▶ **Work order**: Every line in the records below between the one holding "wpt.fyi/* routes are future hostile" and the one holding "be name spaced.", inclusive, is to be set down exactly; all other lines are to be left out.

··· The records

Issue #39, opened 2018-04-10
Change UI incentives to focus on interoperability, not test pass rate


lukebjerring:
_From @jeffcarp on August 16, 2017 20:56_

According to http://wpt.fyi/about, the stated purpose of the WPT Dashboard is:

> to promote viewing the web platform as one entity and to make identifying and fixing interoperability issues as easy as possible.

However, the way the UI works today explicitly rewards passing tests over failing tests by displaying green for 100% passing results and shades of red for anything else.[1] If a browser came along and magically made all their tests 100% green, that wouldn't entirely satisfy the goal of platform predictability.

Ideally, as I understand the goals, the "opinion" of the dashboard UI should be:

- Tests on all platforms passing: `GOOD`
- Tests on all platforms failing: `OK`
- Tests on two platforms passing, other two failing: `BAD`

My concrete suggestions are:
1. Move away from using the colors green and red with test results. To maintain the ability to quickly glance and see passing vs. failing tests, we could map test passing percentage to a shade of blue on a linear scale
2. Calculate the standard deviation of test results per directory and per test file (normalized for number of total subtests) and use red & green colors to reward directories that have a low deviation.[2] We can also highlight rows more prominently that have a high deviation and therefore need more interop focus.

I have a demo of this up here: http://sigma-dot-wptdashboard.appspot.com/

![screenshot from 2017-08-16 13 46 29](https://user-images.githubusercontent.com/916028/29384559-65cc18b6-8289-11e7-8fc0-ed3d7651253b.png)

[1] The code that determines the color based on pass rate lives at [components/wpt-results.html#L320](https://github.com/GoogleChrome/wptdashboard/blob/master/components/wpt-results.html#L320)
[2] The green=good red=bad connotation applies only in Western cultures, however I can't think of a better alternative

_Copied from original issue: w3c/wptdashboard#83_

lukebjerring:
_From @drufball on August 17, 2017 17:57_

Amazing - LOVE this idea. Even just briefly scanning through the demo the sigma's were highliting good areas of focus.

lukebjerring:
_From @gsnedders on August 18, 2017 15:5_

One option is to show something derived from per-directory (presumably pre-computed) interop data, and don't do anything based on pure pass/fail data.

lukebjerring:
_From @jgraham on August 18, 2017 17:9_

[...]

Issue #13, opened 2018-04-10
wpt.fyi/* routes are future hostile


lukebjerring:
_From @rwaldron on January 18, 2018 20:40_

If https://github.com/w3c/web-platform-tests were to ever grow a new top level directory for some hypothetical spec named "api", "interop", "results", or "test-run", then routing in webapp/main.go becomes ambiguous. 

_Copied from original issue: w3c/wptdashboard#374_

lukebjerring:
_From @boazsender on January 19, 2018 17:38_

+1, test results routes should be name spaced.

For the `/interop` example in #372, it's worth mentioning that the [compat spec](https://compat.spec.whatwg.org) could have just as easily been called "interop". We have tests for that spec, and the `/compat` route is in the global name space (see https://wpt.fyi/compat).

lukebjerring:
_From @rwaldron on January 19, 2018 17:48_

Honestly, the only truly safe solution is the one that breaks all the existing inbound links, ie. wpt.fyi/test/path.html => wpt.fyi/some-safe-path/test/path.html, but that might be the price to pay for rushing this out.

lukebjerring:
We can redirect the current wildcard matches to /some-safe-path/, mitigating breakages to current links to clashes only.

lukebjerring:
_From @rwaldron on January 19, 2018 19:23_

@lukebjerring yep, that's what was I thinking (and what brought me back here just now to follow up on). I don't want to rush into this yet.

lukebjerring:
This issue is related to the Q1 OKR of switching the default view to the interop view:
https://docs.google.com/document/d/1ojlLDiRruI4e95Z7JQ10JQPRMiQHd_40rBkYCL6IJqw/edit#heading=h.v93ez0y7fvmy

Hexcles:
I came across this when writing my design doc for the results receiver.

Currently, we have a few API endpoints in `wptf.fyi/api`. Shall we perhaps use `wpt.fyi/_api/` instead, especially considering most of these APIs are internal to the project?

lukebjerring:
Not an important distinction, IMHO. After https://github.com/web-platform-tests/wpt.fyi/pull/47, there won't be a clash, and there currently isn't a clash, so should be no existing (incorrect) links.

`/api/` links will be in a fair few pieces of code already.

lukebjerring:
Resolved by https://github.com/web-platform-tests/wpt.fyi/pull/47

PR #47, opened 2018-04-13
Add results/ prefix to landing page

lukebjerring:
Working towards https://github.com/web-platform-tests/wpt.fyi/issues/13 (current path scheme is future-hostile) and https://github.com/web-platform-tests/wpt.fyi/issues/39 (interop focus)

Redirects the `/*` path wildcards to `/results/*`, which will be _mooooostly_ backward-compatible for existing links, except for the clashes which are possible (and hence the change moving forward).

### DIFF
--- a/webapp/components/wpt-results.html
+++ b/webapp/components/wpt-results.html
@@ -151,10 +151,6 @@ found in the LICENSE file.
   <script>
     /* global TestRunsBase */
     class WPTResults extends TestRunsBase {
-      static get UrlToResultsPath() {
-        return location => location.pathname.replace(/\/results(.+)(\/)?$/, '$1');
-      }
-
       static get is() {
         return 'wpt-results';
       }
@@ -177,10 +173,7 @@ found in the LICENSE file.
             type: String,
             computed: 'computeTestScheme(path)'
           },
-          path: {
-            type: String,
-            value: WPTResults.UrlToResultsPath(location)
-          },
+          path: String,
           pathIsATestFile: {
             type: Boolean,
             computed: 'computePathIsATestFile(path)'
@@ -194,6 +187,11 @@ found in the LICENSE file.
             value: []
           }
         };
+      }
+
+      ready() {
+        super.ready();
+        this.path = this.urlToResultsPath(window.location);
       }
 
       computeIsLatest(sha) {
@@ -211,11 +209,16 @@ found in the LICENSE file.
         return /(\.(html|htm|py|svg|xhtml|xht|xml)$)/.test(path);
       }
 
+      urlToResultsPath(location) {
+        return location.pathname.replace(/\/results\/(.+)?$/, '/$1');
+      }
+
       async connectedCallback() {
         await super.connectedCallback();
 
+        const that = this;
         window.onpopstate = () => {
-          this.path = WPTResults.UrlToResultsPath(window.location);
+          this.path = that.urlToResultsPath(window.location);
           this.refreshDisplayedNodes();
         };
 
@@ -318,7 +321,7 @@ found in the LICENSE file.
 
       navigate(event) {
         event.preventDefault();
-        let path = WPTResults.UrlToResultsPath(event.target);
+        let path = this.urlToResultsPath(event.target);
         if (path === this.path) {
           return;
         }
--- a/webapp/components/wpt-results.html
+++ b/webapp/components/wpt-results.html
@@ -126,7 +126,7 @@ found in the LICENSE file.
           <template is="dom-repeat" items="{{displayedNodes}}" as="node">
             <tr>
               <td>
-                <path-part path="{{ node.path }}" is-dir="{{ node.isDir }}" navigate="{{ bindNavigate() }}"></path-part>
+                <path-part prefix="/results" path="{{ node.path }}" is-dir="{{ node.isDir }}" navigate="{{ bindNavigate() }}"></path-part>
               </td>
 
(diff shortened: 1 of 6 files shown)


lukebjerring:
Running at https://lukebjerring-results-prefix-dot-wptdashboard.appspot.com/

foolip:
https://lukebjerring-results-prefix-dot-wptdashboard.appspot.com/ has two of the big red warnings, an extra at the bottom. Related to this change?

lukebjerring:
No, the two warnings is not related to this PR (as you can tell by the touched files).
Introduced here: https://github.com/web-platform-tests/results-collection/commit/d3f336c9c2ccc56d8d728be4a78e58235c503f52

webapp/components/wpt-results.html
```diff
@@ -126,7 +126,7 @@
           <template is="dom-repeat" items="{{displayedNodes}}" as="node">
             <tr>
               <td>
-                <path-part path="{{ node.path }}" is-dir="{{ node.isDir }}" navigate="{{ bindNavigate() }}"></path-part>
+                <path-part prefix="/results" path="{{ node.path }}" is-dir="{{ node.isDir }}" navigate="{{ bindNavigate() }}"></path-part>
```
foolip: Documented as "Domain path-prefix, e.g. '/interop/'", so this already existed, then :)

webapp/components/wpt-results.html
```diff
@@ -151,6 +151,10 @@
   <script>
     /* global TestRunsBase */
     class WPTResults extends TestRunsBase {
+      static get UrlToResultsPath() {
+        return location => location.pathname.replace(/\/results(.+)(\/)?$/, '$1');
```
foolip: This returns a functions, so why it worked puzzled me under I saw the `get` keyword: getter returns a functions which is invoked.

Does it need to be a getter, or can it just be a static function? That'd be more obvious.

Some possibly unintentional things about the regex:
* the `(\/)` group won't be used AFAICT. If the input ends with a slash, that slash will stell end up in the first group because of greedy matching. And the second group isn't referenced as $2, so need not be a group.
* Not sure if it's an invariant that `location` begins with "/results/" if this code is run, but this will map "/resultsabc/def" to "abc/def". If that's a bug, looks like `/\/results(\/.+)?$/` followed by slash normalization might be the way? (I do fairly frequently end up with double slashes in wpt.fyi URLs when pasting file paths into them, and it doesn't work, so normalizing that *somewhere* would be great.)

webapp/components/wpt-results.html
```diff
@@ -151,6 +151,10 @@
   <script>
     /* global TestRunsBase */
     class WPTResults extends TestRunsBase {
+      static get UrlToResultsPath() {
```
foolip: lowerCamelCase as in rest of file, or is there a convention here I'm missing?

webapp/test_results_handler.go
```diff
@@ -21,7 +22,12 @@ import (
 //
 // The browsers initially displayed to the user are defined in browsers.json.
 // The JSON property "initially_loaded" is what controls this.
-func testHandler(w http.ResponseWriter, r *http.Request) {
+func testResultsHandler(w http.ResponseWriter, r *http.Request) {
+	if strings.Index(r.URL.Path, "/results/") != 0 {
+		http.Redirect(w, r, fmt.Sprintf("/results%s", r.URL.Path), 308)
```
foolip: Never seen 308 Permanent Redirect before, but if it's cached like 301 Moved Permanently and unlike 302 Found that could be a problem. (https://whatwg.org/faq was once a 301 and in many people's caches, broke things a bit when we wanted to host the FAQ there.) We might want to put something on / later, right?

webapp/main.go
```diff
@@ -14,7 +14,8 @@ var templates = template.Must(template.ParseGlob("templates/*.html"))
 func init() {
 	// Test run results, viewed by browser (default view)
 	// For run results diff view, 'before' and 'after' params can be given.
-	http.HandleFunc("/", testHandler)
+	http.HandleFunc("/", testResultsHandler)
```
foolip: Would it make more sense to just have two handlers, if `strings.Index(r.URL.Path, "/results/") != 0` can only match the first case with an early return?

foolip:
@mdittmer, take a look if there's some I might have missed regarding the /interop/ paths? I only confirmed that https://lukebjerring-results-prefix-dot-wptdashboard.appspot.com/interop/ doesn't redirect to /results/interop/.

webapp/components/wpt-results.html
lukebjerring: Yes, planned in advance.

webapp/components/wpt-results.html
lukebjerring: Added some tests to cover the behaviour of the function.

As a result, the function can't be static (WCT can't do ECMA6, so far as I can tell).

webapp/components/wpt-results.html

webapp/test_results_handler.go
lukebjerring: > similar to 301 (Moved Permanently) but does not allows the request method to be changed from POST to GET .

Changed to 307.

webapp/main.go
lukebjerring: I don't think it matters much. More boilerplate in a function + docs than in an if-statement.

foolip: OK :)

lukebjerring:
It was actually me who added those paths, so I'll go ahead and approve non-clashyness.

······

▶ **Written response**:
wpt.fyi/* routes are future hostile


lukebjerring:
_From @rwaldron on January 18, 2018 20:40_

If https://github.com/w3c/web-platform-tests were to ever grow a new top level directory for some hypothetical spec named "api", "interop", "results", or "test-run", then routing in webapp/main.go becomes ambiguous. 

_Copied from original issue: w3c/wptdashboard#374_

lukebjerring:
_From @boazsender on January 19, 2018 17:38_

+1, test results routes should be name spaced.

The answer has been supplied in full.